Abstract
Optimizing well locations for a green field is critical to mitigate development risks. Performing such workflows with reservoir simulations is very challenging due to the huge computational cost. Proxy models can instead provide accurate estimates at a fraction of the computing time. This study presents an application of new generation functional proxies to optimize the well locations in a real oil field with respect to the actualized oil production on all the different geological realizations.
Proxies are built with the Universal Trace Kriging and are functional in time allowing to actualize oil flows over the asset lifetime. Proxies are trained on the reservoir simulations using randomly sampled well locations. Two proxies are created for a pessimistic model (P10) and a mid-case model (P50) to capture the geological uncertainties. The optimization step uses the Non-dominated Sorting Genetic Algorithm, with discounted oil productions of the two proxies, as objective functions. An adaptive approach was employed: optimized points found from a first optimization were used to re-train the proxy models and a second run of optimization was performed.

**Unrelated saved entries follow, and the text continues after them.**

PR #719, opened 2023-05-04
Refactor Overloads | feat(torchlib)

titaiwangms:
After this PR, overloads is deleted, and when we register a **aten overload**, we use it's specific name: `aten::mean.dim`. If it's an **onnx overload** created regarding ONNXFunction limitations, such as `aten_bitwise_not_bool`, we can simply register it under the same aten name. The dispatcher in converter side is expected to find the proper one with op schema.

### DIFF
--- a/onnxscript/function_libs/torch_lib/ops/core.py
+++ b/onnxscript/function_libs/torch_lib/ops/core.py
@@ -44,7 +44,7 @@ def aten_abs(self: TReal) -> TReal:
     return op.Abs(self)
 
 
-@torch_op("aten::abs", overload=True)
+@torch_op("aten::abs")
 def aten_abs_complex(self: TReal) -> TReal:
     """abs(Tensor self) -> Tensor"""
     # self_real = self[..., 0]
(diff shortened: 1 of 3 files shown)


justinchuby (approved):
Thank you!

justinchuby:
> Is it correct to understand that torch **aten overload**s are viewed as different aten ops in onnxscript registry, and each **aten op** can map to multiple **onnx overload**s?

That's right!

> How to decide which **onnx overload** to dispatch to?

Ti-Tai is working on the dispatching logic. @titaiwangms feel free to share more

titaiwangms:
Yes, the main logic would be leveraging on OpSchema. I will see if the PR can be ready this week.

BowenBao:
> Yes, the main logic would be leveraging on OpSchema. I will see if the PR can be ready this week.

Awesome! Is the main logic living in exporter or here?

titaiwangms:
> > Yes, the main logic would be leveraging on OpSchema. I will see if the PR can be ready this week.
> 
> Awesome! Is the main logic living in exporter or here?

In exporter with a Dispatcher and an OpschemaWrapper

PR #721, opened 2023-05-05
Fix ops type/name and adapt API to support torch dispatcher/registry | feat(torchlib)

titaiwangms:
~~Improve logic and fix bugs in Registry to provide completed torchlib to converter.~~

To enable dispatcher in converter: https://github.com/pytorch/pytorch/pull/100660

1. Expose TracedOnnxFunction
2. Add items() into Registry
3. Fix ops type/name (caught by converter side op test)
4. seq(tensor) remains unsupported in TorchScriptTensor

To enable dispatcher in torch converter with utilizing OpSchema, I am annotating all of input arguments from FX graph except seq(tensor), which requires us to address the non-annotated type (Sym value and ONNX Sequence):

https://github.com/pytorch/pytorch/blob/9a811d1df23acd8285e72f938c3919a4993bca69/torch/onnx/_internal/fx/passes/fx_to_onnxscript.py#L197-L208

NOTE:
For Sym value, as we are treating them as normal TorchScriptTensor with aten_add , aten_sub, ... etc, they would be annotated as int64 (SymInt), and float32 (SymFloat).

For ONNX sequence, these are not defined in torch, nor in torchscript. We return NoneType and dispatcher see NoneType/None/empty list as AllType to relax the match.


onnxscript/function_libs/torch_lib/registration.py
```diff
@@ -40,6 +40,13 @@ def register(self, func: Any, name: str, *, private: bool = False) -> None:
     def __getitem__(self, name):
         return self._registry[name]
 
+    def get_functions(self, name: str):
+        return self._registry.get(name, None)
+
+    def is_registered(self, name: str):
```
justinchuby, line 46: I think this is implemented in __contains__ below already. One can use

`name in registry` to check

onnxscript/function_libs/torch_lib/registration.py
```diff
@@ -40,6 +40,13 @@ def register(self, func: Any, name: str, *, private: bool = False) -> None:
     def __getitem__(self, name):
         return self._registry[name]
 
+    def get_functions(self, name: str):
```
justinchuby, line 43:
```suggestion
    def get(self, name: str):
```

i would suggest a more pythonic method name, or are you thinking to include methods that get_other_things?

onnxscript/function_libs/torch_lib/registration.py
```diff
@@ -40,6 +40,13 @@ def register(self, func: Any, name: str, *, private: bool = False) -> None:
...
+        return self._registry.get(name, None)
```
justinchuby, line 44:
```suggestion
        return self._registry.get(name)
```

onnxscript/function_libs/torch_lib/registration.py
titaiwangms: No worry. After talk to @BowenBao, I will have these registry APIs in converter most likely. This is just a draft that I am debugging while implementing dispatcher. I will have you review on final version if you are available at the time.

titaiwangms: I will probably have to implement registry/dispatcher class in converter. And this one would only be imported as part of registration source.

justinchuby: Sounds like a plan

onnxscript/function_libs/torch_lib/graph_building.py
```diff
@@ -130,13 +134,21 @@ def shape(self, shape: Tuple[int | None, ...]):
     @property
     def dtype(self):
```
BowenBao, line 135: nit: is it possible to annotate return type?

onnxscript/function_libs/torch_lib/registration.py
```diff
@@ -49,6 +49,9 @@ def __iter__(self):
     def __repr__(self):
         return repr(self._registry)
 
+    def items(self):
```
BowenBao, line 52: nit: return type annotation?

onnxscript/function_libs/torch_lib/graph_building.py
```diff
@@ -75,6 +75,10 @@ def __init__(self, value: torch.Value):
         self._shape: Optional[Tuple[int | None, ...]] = None
         self._name: Optional[str] = None
         self._is_complex: bool = False
+        # NOTE(titaiwang): PyTorch doesn't support ONNX dtype: seq(tensor),
+        # so we use string format type annotation to enable dtype, but it's
+        # not supported in torchscript.
+        self._sequence_dtype_str: Optional[set] = None
```
BowenBao, line 81: why is it a set?

onnxscript/function_libs/torch_lib/graph_building.py
```diff
@@ -130,13 +134,21 @@ def shape(self, shape: Tuple[int | None, ...]):
     @property
     def dtype(self):
         # TODO: Return numpy dtype
-        return _type_utils.JitScalarType.from_value(  # type: ignore[attr-defined]
+        torch_dtype = _type_utils.JitScalarType.from_value(  # type: ignore[attr-defined]
```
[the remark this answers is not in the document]
BowenBao: I see, you don't have a `torch.dtype` for sequence to be passed in from `dtype.setter` to begin with.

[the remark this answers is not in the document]
BowenBao: Frankly feels it's a bit overloaded and doesn't seem to match the design for this class, to be also covering sequence type.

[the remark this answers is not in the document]
titaiwangms: Should we add another attribute?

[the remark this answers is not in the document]
titaiwangms: One of alternative way that I can think of is that we give up this dtype, and try to relax `match_schema` in a way that it finds the best match instead of "the 100% match", as I found some inputs are just None anyway.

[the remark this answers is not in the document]
titaiwangms: Reverted

onnxscript/function_libs/torch_lib/graph_building.py
titaiwangms: Done

gramalingam (approved):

The methodology was applied on a real oil reservoir to optimize the location of four vertical production wells and compared against reference locations. 111 geological realizations were available, in which one relevant uncertainty is the presence of possible compartments. The decision space represented by the horizontal translation vectors for each well was sampled using Plackett-Burman and Latin-Hypercube designs. A first application produced a proxy with poor predictive quality. Redrawing the areas to avoid overlaps and to confine the decision space of each well in one compartment, improved the quality. This suggests that the proxy predictive ability deteriorates in presence of highly non-linear responses caused by sealing faults or by well interchanging positions. We then followed a 2-step adaptive approach: a first optimization was performed and the resulting Pareto front was validated with reservoir simulations; to further improve the proxy quality in this region of the decision space, the validated Pareto front points were added to the initial dataset to retrain the proxy and consequently rerun the optimization. The final well locations were validated on all 111 realizations with reservoir simulations and resulted in an overall increase of the discounted production of about 5% compared to the reference development strategy.
The adaptive approach, combined with functional proxy, proved to be successful in improving the workflow by purposefully increasing the training set samples with data points able to enhance the optimization step effectiveness. Each optimization run performed relies on about 1 million proxy evaluations which required negligible computational time. The same workflow carried out with standard reservoir simulations would have been practically unfeasible.